PR #60, opened 2024-05-23
MGMT-17087: validate that bmh has at least one ip in provided machine

tsorya:
[MGMT-17087](https://issues.redhat.com//browse/MGMT-17087): validate that bmh has at least one ip in provided machine
[MGMT-17930](https://issues.redhat.com//browse/MGMT-17930): Skip bmh validation in case inspection annotation was set to disable
    If user disables bmh inspection we should skip bmh validations but in case it was not set we should wait till we get hw details and validate them


controllers/imageclusterinstall_controller.go
```diff
@@ -246,6 +266,49 @@ func (r *ImageClusterInstallReconciler) Reconcile(ctx context.Context, req ctrl.
...
+	}
+
+	clusterInfoFilePath, err := r.clusterInfoFilePath(ici)
+	if err != nil {
+		return err
+	}
+	clusterInfo := r.getClusterInfoFromFile(clusterInfoFilePath)
+
+	if bmh.Status.HardwareDetails == nil {
+		return fmt.Errorf("hardware details not found for BareMetalHost %s/%s", bmh.Namespace, bmh.Name)
```
carbonin, line 286: I know I said we'll rerun reconcile on an error, but this isn't really an error, right?
We know we're waiting on some external condition so I think it would be better to log an info and requeue here.

controllers/imageclusterinstall_controller_test.go
```diff
@@ -32,6 +32,21 @@ import (
 	. "github.com/onsi/gomega"
 )
 
+func getBHM(state bmh_v1alpha1.ProvisioningState) *bmh_v1alpha1.BareMetalHost {
```
carbonin, line 35: This should probably be `getBMH`, right?

carbonin: Maybe also just rename to `bmhInState` or something to avoid it sounding like this is querying for a BMH.

internal/utils/utils.go
```diff
@@ -0,0 +1,18 @@
+package utils
```
carbonin, line 1: Can we avoid a utils package?

If there's only one caller of this function just leave it with the caller.
If it needs to be shared we can break it out later.

controllers/imageclusterinstall_controller.go
tsorya: Actually i am not sure about it. Maybe lets log it but still set error? like Waiting for host hardware details?

eranco74: This should update the status to pending and add this error as the message + requeue

eranco74: We need a new condition, to what we have in ACI - https://github.com/openshift/assisted-service/blob/8a63485495f366dbdf45b33c31fd0994e0c0986a/api/hiveextension/v1beta1/agentclusterinstall_types.go#L33

api/v1alpha1/imageclusterinstall_types.go
```diff
@@ -41,6 +41,12 @@ const (
 
 	InstallSucceededReason  = "ClusterInstallationSucceeded"
 	InstallSucceededMessage = "Cluster installation has succeeded"
+
+	HostValidatedCondition     = "Validated"
+	HostValidationFailedReason = "HostValidationFailed"
+	HostValidationSucceeded    = "HostValidationSucceeded"
```
eranco74, line 47: Don't you need pending?

controllers/conditions.go
```diff
@@ -123,6 +129,25 @@ func (r *ImageClusterInstallReconciler) setHostConfiguredCondition(ctx context.C
 	return r.Status().Patch(ctx, ici, patch)
 }
 
+func (r *ImageClusterInstallReconciler) setHostValidationCondition(ctx context.Context, ici *v1alpha1.ImageClusterInstall, err error) error {
+	cond := hivev1.ClusterInstallCondition{
+		Type:    hivev1.ClusterInstallConditionType(v1alpha1.HostValidatedCondition),
+		Status:  corev1.ConditionTrue,
+		Reason:  v1alpha1.HostValidationSucceeded,
+		Message: v1alpha1.HostValidationsOKMsg,
+	}
```
eranco74, line 138: What does installation condition have to do with it?

controllers/imageclusterinstall_controller.go
```diff
@@ -246,6 +262,62 @@ func (r *ImageClusterInstallReconciler) Reconcile(ctx context.Context, req ctrl.
...
+	bmh *bmh_v1alpha1.BareMetalHost) (ctrl.Result, error) {
+
+	// no need to validate if inspect annotation is disabled
+	if bmh.ObjectMeta.Annotations != nil && bmh.ObjectMeta.Annotations[inspectAnnotation] == "disabled" {
+		r.Log.Infof("inspection is disabled for BareMetalHost %s/%s, skip hardware validation", bmh.Namespace, bmh.Name)
+		return ctrl.Result{}, nil
+	}
+
+	if bmh.Status.HardwareDetails == nil {
+		r.Log.Infof("hardware details not found for BareMetalHost %s/%s", bmh.Namespace, bmh.Name)
```
eranco74, line 277: This should set the validation condition to `pending`

controllers/imageclusterinstall_controller.go
```diff
@@ -246,6 +262,62 @@ func (r *ImageClusterInstallReconciler) Reconcile(ctx context.Context, req ctrl.
...
 }
 
+func (r *ImageClusterInstallReconciler) validateSeedReconfigurationWithBMH(
+	ctx context.Context,
+	ici *v1alpha1.ImageClusterInstall,
+	bmh *bmh_v1alpha1.BareMetalHost) (ctrl.Result, error) {
+
+	// no need to validate if inspect annotation is disabled
+	if bmh.ObjectMeta.Annotations != nil && bmh.ObjectMeta.Annotations[inspectAnnotation] == "disabled" {
+		r.Log.Infof("inspection is disabled for BareMetalHost %s/%s, skip hardware validation", bmh.Namespace, bmh.Name)
```
eranco74, line 272: This should set the validation condition to `success`/`skipped` with this message

api/v1alpha1/imageclusterinstall_types.go
tsorya: i assume we can leave it as unknown? Do we want actually to set pending?

controllers/conditions.go
tsorya: Same as with image ready one, this is type we use

controllers/imageclusterinstall_controller.go
tsorya: There is no such type as pending, we can set false though

controllers/conditions.go
```diff
@@ -71,6 +71,12 @@ func (r *ImageClusterInstallReconciler) initializeConditions(ctx context.Context
 			Reason:  "Unknown",
 			Message: "Unknown",
 		},
+		{
+			Type:    hivev1.ClusterInstallConditionType(v1alpha1.HostValidatedCondition),
```
carbonin, line 75: What's the difference between `Validated` and `RequirementsMet`?

If we can make this logic fit in one of the hive API conditions that would be better since it would then be copied to the cluster deployment.

tsorya: We use RequirementsMet to set Done for image, in this case it will be confusing to set RequirementsMet success and then after adding bmh reference to set it to failed. That's why i added new condition

carbonin: Do we really need a separate condition for each? I think it makes sense to set requirements met to success when we don't have a BMH, but this validation is also a good match for pre-install cluster requirements.

Or, put another way, we already would use a "validated" condition to mean a bunch of possible issues why not apply that same logic to the condition we already have?

carbonin: Also site config is only going to copy the hive contract conditions back to the site config status.

So those users will have to look at the ImageClusterInstall specifically to see this condition.

tsorya: To say the truth i have no objections, though it means that there will be some difference for same condition with and without bmh, but sounds like it is not a big deal

eranco74: The condition message can reflect the difference.

carbonin (approved):

PR #70, opened 2024-08-14
ACM-13444: Update images to use registry.access.redhat.com bases

carbonin:
This also involved changing some of where the resulting executables were placed which then required a bundle update.

WIP until https://github.com/openshift/image-based-install-operator/pull/69 is merged.


carbonin:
════════════════
→ To do: Show all lines above holding "RequirementsMet".

→ Exercise output:
carbonin, line 75: What's the difference between `Validated` and `RequirementsMet`?
tsorya: We use RequirementsMet to set Done for image, in this case it will be confusing to set RequirementsMet success and then after adding bmh reference to set it to failed. That's why i added new condition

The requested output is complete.